## Exercise directions
Report the number of lines in the records below that contain the word "React", and nothing more.

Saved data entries
—————
PR #6455, opened 2022-01-11
Add keypress handler for button icons

FlorianBoe:
| Q | A
| --- | ---
| Bug fix? | no
| New feature? | yes
| BC breaks? | no
| Deprecations? | no
| Fixed tickets |
| Related issues/PRs | #6444
| License | MIT
| Documentation PR | 

#### What's in this PR?

Adds keyboard events to the icon when an onclick function is passed as prop into the component.

#### Why?

The icon component acts as a button in some cases. The icon can be focused, but cannot be activated with the keyboard, because no keyboard events are registered.

### DIFF
--- a/src/Sulu/Bundle/AdminBundle/Resources/js/components/Icon/Icon.js
+++ b/src/Sulu/Bundle/AdminBundle/Resources/js/components/Icon/Icon.js
@@ -29,6 +29,19 @@ export default class Icon extends React.PureComponent<Props> {
         onClick();
     };
 
+    handleKeypress = (event: SyntheticEvent<HTMLElement>) => {
+        const {onClick} = this.props;
+
+        if (!onClick) {
+            return;
+        }
+
+        if (event.key === 'Enter' || event.key === ' ') {
+            event.stopPropagation();
+            onClick();
+        }
+    };
+
     render() {
         const {className, name, onClick, style} = this.props;
         let fontClass = '';
@@ -64,6 +77,7 @@ export default class Icon extends React.PureComponent<Props> {
         const onClickProperties = onClick
             ? {
                 onClick: this.handleClick,
+                onKeyPress: this.handleKeypress,
                 role: 'button',
                 tabIndex: 0,
             }
--- a/src/Sulu/Bundle/AdminBundle/Resources/js/components/Icon/Icon.js
+++ b/src/Sulu/Bundle/AdminBundle/Resources/js/components/Icon/Icon.js
@@ -29,7 +29,7 @@ export default class Icon extends React.PureComponent<Props> {
         onClick();
     };
 
-    handleKeypress = (event: SyntheticEvent<HTMLElement>) => {
+    handleKeypress = (event: SyntheticKeyboardEvent<HTMLElement>) => {
         const {onClick} = this.props;
 
         if (!onClick) {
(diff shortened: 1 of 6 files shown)


src/Sulu/Bundle/AdminBundle/Resources/js/components/Icon/Icon.js
```diff
@@ -69,6 +82,7 @@ export default class Icon extends React.PureComponent<Props> {
         const onClickProperties = onClick
             ? {
                 onClick: this.handleClick,
+                onKeyPress: this.handleKeypress,
                 role: 'button',
```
—————
## Task output
4